Meredam. Text-to-speech Gemini melewatkan hyperlink yang tersembunyi di balik teks yang dapat diklik. Jadi pertanyaan jahat itu terkubur dalam tautan yang tidak pernah dibacakan oleh asisten tersebut. Gemini berkata, "Maaf, ada kesalahan, kamu di sana?" sementara layar diam-diam menampilkan "Apakah Anda ingin membuka jendela?" Pengemudi mengatakan "Ya", pengecekan melihat teks di layar, dan jendela terbuka.

Gabungkan keduanya, perintah otorisasi berbahasa Mandarin yang tersembunyi di dalam tautan yang dibisukan, dan Anda akan mendapatkan muatan yang terdengar seperti pertukaran bahasa Inggris biasa saat menyelesaikan cek terbaru Google.

Melewati gerbang otorisasi, dampaknya sesuai dengan penelitian sebelumnya dan kemudian melangkah lebih jauh:

Kontrol rumah pintar melalui Google Home: jendela, ketel uap, dan lampu yang terhubung.

Pelacakan dan pengunduhan. Membuka URL untuk melakukan geolokasi korban berdasarkan IP atau mengunduh file push.

Menyeberang ke aplikasi lain. Dalam demo tersebut, Yair menetapkan domain yang tampak aman untuk dialihkan ke tautan aplikasi Zoom, dan Gemini mengikutinya tanpa disuruh, memaksa ponsel untuk bergabung dalam rapat dan melakukan streaming video. Menurut akunnya, ini berhasil karena Gemini memercayai domain tersebut setelah menyajikan konten yang bersih, lalu mengikuti pengalihan berikutnya. SafeBreach menekankan bahwa domainnya tidak pernah dialihkan ke Zoom; pengalihan berjalan di server lokal di perangkat pengujian.

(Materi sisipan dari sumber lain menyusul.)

PR #99, opened 2018-09-13
Remove user- and system-specific metadata from notebooks

ceball:
I doubt this can be merged as it is right now - probably some important metadata has been removed. On the other hand, when I try to edit some of the notebooks, I get spurious diffs.

Can someone say what metadata should stay?

Don't suppose anyone now has enough experience of a tool that they can recommend it?

In the past, I listed some possible tools to consider at https://github.com/pyviz/pyct/issues/3, but never followed any of that up.

### DIFF
--- a/exercises/Exercise-1-making-data-visualizable.ipynb
+++ b/exercises/Exercise-1-making-data-visualizable.ipynb
@@ -48,9 +48,7 @@
   {
    "cell_type": "code",
    "execution_count": null,
-   "metadata": {
-    "collapsed": true
-   },
+   "metadata": {},
    "outputs": [],
    "source": []
   },
@@ -142,9 +140,7 @@
   {
    "cell_type": "code",
    "execution_count": null,
-   "metadata": {
-    "collapsed": true
-   },
+   "metadata": {},
    "outputs": [],
    "source": [
     "dates = pd.date_range('2017-01-01', '2017-11-14')\n",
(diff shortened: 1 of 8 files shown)


jbednar:
All the metadata can be removed *except* from 01 and A2, which have per-cell metadata that controls how they are viewed using RISE slideshows.  So we can't merge the changes to 01 and A2, but the others should be fine. 

I'm usually using Jean-Luc's strip_kernel script, but it needs to be extended to preserve the RISE metadata, so I can't currently use it on 01 and A2 (and thus very often mistakenly strip out that metadata and have to laboriously recreate it!).  Jean-Luc also wants it to be implemented without jq, but I don't currently have that as a priority; just being safe to use on 01 and A2 would be plenty!

```
#!/bin/bash
cp "$1" /tmp/
/usr/local/bin/jq --indent 1 \
    '
    (.cells[] | select(has("outputs")) | .outputs) = []
    | (.cells[] | select(has("execution_count")) | .execution_count) = null
    | .metadata = {"language_info": {"name":"python", "pygments_lexer": "ipython3"}}
    | .cells[].metadata = {}
    ' "$1" > /tmp/stripped.ipynb
cat /tmp/stripped.ipynb > "$1"
```

ceball:
> I'm usually using Jean-Luc's strip_kernel script, but it needs to be extended to preserve the RISE metadata

I hope there's a viable alternative to that, but I'm out of touch. Having only python/jupyter dependencies (vs e.g. jq, bash, find, etc), available on pypi+anaconda.org, able to run concurrently, at least maintained somewhere visible/shared, etc etc all seem like reasonably important things...

jbednar:
Closed unmerged?

ceball:
I should have said when closing that there were conflicts in many
notebooks, which didn't seem worth sorting out vs just running the metadata
stripping tool again.

And the issue of having a tool+config to do this for pyviz in general is
already covered in the pyct issue mentioned above. Once that's done, travis
could run it on PRs and complain if there's a diff (assuming we can't do
anything fancier like have travis commit the cleanup).

jbednar:
Ok, thanks.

Keracunan memori, yang tidak pernah berhasil dilakukan oleh teknik kalender sebelumnya. Penyelarasan Konteks Palsu mensimulasikan persetujuan, jadi Gemini terus-menerus menyimpan fakta yang dipilih penyerang. Dalam demo tersebut, nama korban disimpan sebagai "Danny". Karena memori tersebut berada pada tingkat akun, fakta beracun tersebut tidak tersimpan di telepon; itu mengikuti korban di mana pun mereka menggunakan Gemini di akun itu.

Kegigihan melalui tindakan terjadwal, seperti tugas berulang membaca pesan terbaru korban setiap hari pada jam 8 malam.

SafeBreach melaporkan temuan tersebut ke Program Vulnerability Reward Google pada tanggal 17 Agustus 2025. Google memperlakukannya sebagai prioritas utama dan mengonfirmasi pada tanggal 14 November 2025 bahwa penyempurnaan pengklasifikasi konten mengurangi suntikan notifikasi dan bypass Invokasi Alat Tertunda.

Karena perbaikannya dilakukan di sisi server, tidak ada pembaruan aplikasi yang perlu dilakukan. Satu-satunya kontrol yang dimiliki pengguna adalah apakah Gemini membaca notifikasi sama sekali: putuskan sambungan aplikasi Utilitas di setelan Aplikasi Terhubung Gemini, atau matikan izin "Pemberitahuan baca, balas & kontrol" aplikasi Google di Android.